PR #2030, opened 2023-02-20
PWGHF: Move to using chi2 in vertexer

fcatalan92:
@vkucera I implemented what was discussed at the last HF O2 meeting. 
To not bloat the configuration too much, I have hardcoded the settings of the vertexer to the default minimisation (which is the chi2 one) everywhere unless for the `HfTrackIndexSkimCreator`, `HfCandidateCreator2Prong`, and `HfCandidateCreator3Prong` which could be used for further testing.

### DIFF
--- a/PWGHF/TableProducer/candidateCreator2Prong.cxx
+++ b/PWGHF/TableProducer/candidateCreator2Prong.cxx
@@ -37,6 +37,8 @@ struct HfCandidateCreator2Prong {
   Configurable<bool> doPvRefit{"doPvRefit", false, "do PV refit excluding the candidate daughters, if contributors"};
   // Configurable<double> bz{"bz", 5., "magnetic field"};
   Configurable<bool> propagateToPCA{"propagateToPCA", true, "create tracks version propagated to PCA"};
+  Configurable<bool> useAbsDCA{"useAbsDCA", false, "Minimise abs. distance rather than chi2"};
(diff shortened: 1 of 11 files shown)


vkucera (changes requested):
Thanks @fcatalan92 . Can you please also update [candidateCreatorToXiPi.cxx](https://github.com/AliceO2Group/O2Physics/blob/master/PWGHF/TableProducer/candidateCreatorToXiPi.cxx#L116)?

fcatalan92:
For the [candidateCreatorToXiPi.cxx](https://github.com/AliceO2Group/O2Physics/blob/master/PWGHF/TableProducer/candidateCreatorToXiPi.cxx#L116), I thought these settings were used. Maybe @ZFederica could comment on that.

ZFederica:
Hi @fcatalan92 and @vkucera , what you would change in the candidateCreatorToXiPi.cxx? Only the default value for useAbsDCA, right? (both these options are already implemented in my task, but the defaut value for useAbsDCA is true)

fcatalan92:
Hi @ZFederica, we would remove the configuration parameters `useAbsDCA`, `useWeightedPCA`, and `refitWithMatCorr`, hardcoding the settings to their default values.

ZFederica:
As for the candidateCreatorToXiPi.cxx, it's okay to remove the configuration parameters `useAbsDCA` and `useWeightedPCA`, but I prefer to leave the configurable `refitWithMatCorr` (if you want to change the default value of that configurable is fine)

vkucera (approved):

PR #2034, opened 2023-02-21
Extend jet substructure output and clean up

qgp:
- additional output tables for detector- and generator-level matched jets
- removal of command line options used for different jet finding workflows


vkucera (dismissed):
Approving the HF part

PR #2043, opened 2023-02-21
Add missing configurables of FullJet&PHOS triggers

mpuccio:
@strogolo, I think we will need to recreate the wagon tomorrow﻿


alibuild (approved):

PR #2045, opened 2023-02-22
fix an issue related with mean FV0 mult extraction

aortizve:


alibuild (approved):

PR #2054, opened 2023-02-22
Store global BC id in the output

mpuccio:


alibuild (approved):

PR #2061, opened 2023-02-23
PID: Using TrackExtra instead of tracks

njacazio:


njacazio:
@ddobrigk this is in line with what we discussed. @jezwilkinson This should reduce the dependency and speed up the process, let me know if it's ok with you.

ddobrigk (approved):
Thanks!

PR #2062, opened 2023-02-23
Avoid track selections redefinition for each track

mpuccio:


alibuild (approved):

PR #2068, opened 2023-02-24
Add ZDC table to UD data model

nburmaso:


pbuehler (approved):
This looks good to me. The new table will be joinable with UDCollisions.

PR #2076, opened 2023-02-24
PWGHF: Lc selector with BDT

saganatt:
Lc candidate selector that pre-selects with PID, mass and CPA cuts, and then applies a BDT model from the trigger framework for the final selection.

### DIFF
--- a/PWGHF/TableProducer/candidateSelectorLcMl.cxx
+++ b/PWGHF/TableProducer/candidateSelectorLcMl.cxx
@@ -19,9 +19,11 @@
 
 #include "Framework/runDataProcessing.h"
 #include "Framework/AnalysisTask.h"
+#include "CCDB/CcdbApi.h"
 
 #include "PWGHF/DataModel/CandidateReconstructionTables.h"
 #include "PWGHF/DataModel/CandidateSelectionTables.h"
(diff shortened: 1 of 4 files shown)


PWGHF/TableProducer/candidateSelectorLcMl.cxx
```diff
@@ -0,0 +1,325 @@
...
+            if (scores[0] > thresholdBDTScoreLcToPiKP.get(0u, "BDTbkg")) {
+              // background
+              statusLcToPKPi = 0;
+              statusLcToPiKP = 0;
+            }
+            if (scores[1] > thresholdBDTScoreLcToPiKP.get(0u, "BDTprompt")) {
+              // prompt
+            }
+            if (scores[2] > thresholdBDTScoreLcToPiKP.get(0u, "BDTnonprompt")) {
+              // non-prompt
```
saganatt, line 303: How do we want to treat non-prompt particles, esp. in the case a particle gets classified as both prompt and non-prompt?

saganatt:
@vkucera @DelloStritto FYI

vkucera (approved):

ddobrigk (approved):

PR #2087, opened 2023-02-27
[EMCAL-670] Add cluster nonlinearity and shaper saturation correction

mfasDa:
- Correction for nonlinearity based on
  NonlinearityHandler
- Nonlinearity function selectable
- Energy corrected for nonlinearity as additional
  column in cluster table

### DIFF
--- a/PWGJE/DataModel/EMCALClusters.h
+++ b/PWGJE/DataModel/EMCALClusters.h
@@ -13,9 +13,10 @@
 //
 // Author: Raymond Ehlers
 
-#ifndef O2_ANALYSIS_DATAMODEL_EMCALCLUSTERS
-#define O2_ANALYSIS_DATAMODEL_EMCALCLUSTERS
+#ifndef PWGJE_DATAMODEL_EMCALCLUSTERS_H_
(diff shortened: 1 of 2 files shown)


mfasDa:
Needs https://github.com/AliceO2Group/AliceO2/pull/10845

mfasDa:
@fjonasALICE @jokonig @mhemmer-cern for reference

Shall we use the default energy column for the energy corrected for the nonlinearity? We should keep in mind that we should make the code also easy to use, and most users will care about the corrected energy. The uncorrected energy should be there as core energy in any case.

fjonasALICE:
i would use calibrated energy as default and make uncorrected energy available in a different field. Also, correct nonlin should be automatically applied by default without needing to specify in the configuration of the CF

mfasDa:
@fjonasALICE I also think the default should be the corrected energy. I have changed the pull request accordingly.

For what concerns the selection of the function: I agree with you that it should be automatised. For the first iteration however I would like to keep the Configurable, and we care about this it further iterations.

nzardosh (approved):

mfasDa:
Retrigger CI after update of O2 version in the o2 CI.

nzardosh (approved):

PR #2227, opened 2023-03-16
Allow IU usage

njacazio:


ddobrigk (approved):
Test confirmed successful with Nicolò (thanks!), approving

PR #2231, opened 2023-03-16
Tutorials: a pair of example tasks where the configuration is inherited

aalkin:
A tutorial example of how a task can adjust its configuration based on the requirements of other tasks in the workflow.

@ddobrigk

### DIFF
--- a/Tutorials/CMakeLists.txt
+++ b/Tutorials/CMakeLists.txt
@@ -212,3 +212,13 @@ o2physics_add_dpl_workflow(hep-mc
                   SOURCES src/hepMC.cxx
                   PUBLIC_LINK_LIBRARIES O2::Framework
                   COMPONENT_NAME AnalysisTutorial)
+
+o2physics_add_dpl_workflow(preprocess
+                  SOURCES src/preprocess.cxx
+                  PUBLIC_LINK_LIBRARIES O2::Framework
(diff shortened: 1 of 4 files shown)


aalkin:
@TimoWilken I see that MegaLinter often has an error from `secretlint` check due to missing `branch_protection_rules.json`. Do we need the `secretlint` at all for O2Physics?

TimoWilken:
Good point @aalkin, I've disabled it (you might have to rebase or push to this PR to make GitHub pick up the updated MegaLinter workflow).

Cc: @vkucera

vkucera:
> Good point @aalkin, I've disabled it (you might have to rebase or push to this PR to make GitHub pick up the updated MegaLinter workflow).
> 
> Cc: @vkucera

Hi @TimoWilken , I cannot judge how serious the `secretlint` errors are, but please move the `DISABLE` line from the workflow file into the configuration file.

https://github.com/AliceO2Group/O2Physics/blob/master/.mega-linter.yml#L13

TimoWilken:
> Hi @TimoWilken , I cannot judge how serious the `secretlint` errors are, but please move the `DISABLE` line from the workflow file into the configuration file.

Done, thanks for the hint Vit!

ddobrigk (approved):
Many many thanks!

PR #2232, opened 2023-03-16
Bugfix; fixed variable types in table.

RafRaf11:


chiarapinto (approved):

PWGLF/Tasks/NucleiHistTask.cxx
```diff
@@ -42,7 +42,7 @@ namespace o2::aod
 namespace NucleiTableHist
 {
```
njacazio, line 43: Also here, consider in the future to split the table producer part in a task that is in the table producer and the data model accordingly. Thanks!

PR #2237, opened 2023-03-17
PWGHF: Move trackToCollision associator to common

jgrosseo:
Moving the task to Common as it is of general interest
Also:
- removing processAssocWithAmb (was there for cross-check)
- simplifying processStandardAssoc
- allowing processing of ambiguous tracks (not yet supported by candidate creator)
- use collision index stored with candidates in creators
- small update to validation task


jgrosseo:
@fgrosa @vkucera As discussed

(tagging also @mfaggin for the removal of the `amb` part)

mfaggin:
> @fgrosa @vkucera As discussed
> 
> (tagging also @mfaggin for the removal of the `amb` part)

Hi @jgrosseo , just to be sure: the thing is that, on top moving the amb. track - to - coll association outside the HF to make it common (absolutely reasonable in my opinion), the `processAssocWithAmb` functionalities are removed and the association now is only base on time (ie what `processAssocWithTime` does). Right?
It should be all, but please let me know if I'm neglecting something.

jgrosseo:
> > @fgrosa @vkucera As discussed
> > (tagging also @mfaggin for the removal of the `amb` part)
> 
> Hi @jgrosseo , just to be sure: the thing is that, on top moving the amb. track - to - coll association outside the HF to make it common (absolutely reasonable in my opinion), the `processAssocWithAmb` functionalities are removed and the association now is only base on time (ie what `processAssocWithTime` does). Right? It should be all, but please let me know if I'm neglecting something.

Correct! In addition, there is the traditional (Run 2) method.

Common/DataModel/CollisionAssociation.h
```diff
@@ -0,0 +1,30 @@
...
+// All rights not expressly granted are reserved.
+//
+// This software is distributed under the terms of the GNU General Public
+// License v3 (GPL Version 3), copied verbatim in the file "COPYING".
+//
+// In applying this license CERN does not waive the privileges and immunities
+// granted to it by virtue of its status as an Intergovernmental Organization
+// or submit itself to any jurisdiction.
+#ifndef COMMON_DATAMODEL_COLLISIONASSOCIATION_H_
+#define COMMON_DATAMODEL_COLLISIONASSOCIATION_H_
```
vkucera, line 12: Please add Doxygen documentation lines.

Common/TableProducer/trackToCollisionAssociator.cxx
```diff
@@ -0,0 +1,171 @@
...
+/// \author Fabrizio Grosa <fgrosa@cern.ch>, CERN
+/// \author Mattia Faggin <mfaggin@cern.ch>, University and INFN Padova
+
+#include "CommonConstants/LHCConstants.h"
+#include "Framework/AnalysisDataModel.h"
+#include "Framework/AnalysisTask.h"
+#include "Framework/ASoAHelpers.h"
+#include "Framework/runDataProcessing.h"
+#include "Common/DataModel/CollisionAssociation.h"
+#include "Common/DataModel/TrackSelectionTables.h"
```
vkucera, line 24: Please sort

Common/TableProducer/trackToCollisionAssociator.cxx
```diff
@@ -0,0 +1,171 @@
...
+using namespace o2::aod;
+
+struct TrackToCollisionAssociation {
+  Produces<TrackAssoc> association;
+
+  Configurable<float> nSigmaForTimeCompat{"nSigmaForTimeCompat", 4.f, "number of sigmas for time compatibility"};
+  Configurable<float> timeMargin{"timeMargin", 0.f, "time margin in ns added to uncertainty because of uncalibrated TPC"};
+  Configurable<bool> applyTrackSelForRun2{"applyMinimalTrackSelForRun2", false, "flag to apply minimal track selection for Run 2 in case of standard association"};
+  Configurable<bool> applyIsGlobalTrack{"applyIsGlobalTrackWoDCA", true, "flag to apply global track w/o DCA selection"};
+  Configurable<bool> usePVAssociation{"usePVAssociation", true, "if the track is a PV contributor, use the collision time for it"};
```
vkucera, line 38: Use the same name for the struct member and for the JSON string.

Common/TableProducer/trackToCollisionAssociator.cxx
```diff
@@ -0,0 +1,171 @@
...
+  Configurable<bool> includeUnassigned{"includeUnassigned", false, "consider also tracks which are not assigned to any collision"};
+  Configurable<bool> debug{"debug", false, "fill a table with flag to keep track of kind of track (PV contributor or ambiguous)"};
```
vkucera, line 40: Where does this enable/disable filling a table?

Common/TableProducer/trackToCollisionAssociator.cxx
```diff
@@ -0,0 +1,171 @@
...
+  using TracksWithSel = soa::Join<Tracks, TracksExtra, TrackSelection>;
+  using TracksWithSelFilter = soa::Filtered<TracksWithSel>;
+
+  void init(InitContext const&)
+  {
+    std::array<int, 2> doProcess = {doprocessAssocWithTime, doprocessStandardAssoc};
+    int doProcessSum = std::accumulate(doProcess.begin(), doProcess.end(), 0);
+    if (doProcessSum != 1) {
+      LOGP(fatal, "Exactly one process function should be enabled! Exit");
+    }
```
vkucera, line 52: Wouldn't just `if (doprocessAssocWithTime == doprocessStandardAssoc)` be enough?

Common/TableProducer/trackToCollisionAssociator.cxx
```diff
@@ -0,0 +1,171 @@
...
+
+    if (applyIsGlobalTrack && applyTrackSelForRun2) {
+      LOGP(fatal, "You cannot apply simultaneously Run 2 track selections and isGlobalWoDCA! Exit");
```
vkucera, line 55: Maybe `isGlobalWoDCA` can be replaced with the correct name appearing in the code?

Common/TableProducer/trackToCollisionAssociator.cxx
```diff
@@ -0,0 +1,171 @@
...
+  PROCESS_SWITCH(TrackToCollisionAssociation, processStandardAssoc, "Use standard track-to-collision association", true);
+};
+
+//________________________________________________________________________________________________________________________
+WorkflowSpec defineDataProcessing(ConfigContext const& cfgc)
+{
+  WorkflowSpec workflow{};
+  workflow.push_back(adaptAnalysisTask<TrackToCollisionAssociation>(cfgc));
+
+  return workflow;
```
vkucera, line 170: Can be a one-liner `return WorkflowSpec{...`.

PWGHF/TableProducer/trackIndexSkimCreator.cxx
```diff
@@ -40,6 +40,7 @@
 #include "ReconstructionDataFormats/Vertex.h" // for PV refit
 #include "ReconstructionDataFormats/V0.h"
 
+#include "Common/DataModel/CollisionAssociation.h"
```
vkucera, line 43: Please move up to keep alphabetical order.

vkucera (changes requested):
Hi @jgrosseo , please see my comments.

Common/TableProducer/trackToCollisionAssociator.cxx
vkucera: I guess the documentation line needs to be updated after removing the table.

Common/DataModel/CollisionAssociation.h
jgrosseo: Is this OK? 

/// \file CollisionAssociation.h
/// \brief Table definitions for track to collision associator

jgrosseo:
https://github.com/AliceO2Group/O2Physics/compare/master...jgrosseo:O2Physics:master

Common/TableProducer/trackToCollisionAssociator.cxx
vkucera: Isn't `(false == false)` equal to `true` (as well as `(true == true)`)?

jgrosseo: yes and `false == false` is invalid, too ;-)

vkucera: So the condition `if (doprocessAssocWithTime == doprocessStandardAssoc)` would throw a fatal in both invalid cases, right?

jgrosseo: Yes, you are right. Sorry...

alibuild (approved):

_What the exercise asks_
Begin at the top of the listing above and set down each line exactly. Stop after the line that contains "PV refit excluding".

_Answer to the exercise_
PR #2030, opened 2023-02-20
PWGHF: Move to using chi2 in vertexer

fcatalan92:
@vkucera I implemented what was discussed at the last HF O2 meeting. 
To not bloat the configuration too much, I have hardcoded the settings of the vertexer to the default minimisation (which is the chi2 one) everywhere unless for the `HfTrackIndexSkimCreator`, `HfCandidateCreator2Prong`, and `HfCandidateCreator3Prong` which could be used for further testing.

### DIFF
--- a/PWGHF/TableProducer/candidateCreator2Prong.cxx
+++ b/PWGHF/TableProducer/candidateCreator2Prong.cxx
@@ -37,6 +37,8 @@ struct HfCandidateCreator2Prong {
   Configurable<bool> doPvRefit{"doPvRefit", false, "do PV refit excluding the candidate daughters, if contributors"};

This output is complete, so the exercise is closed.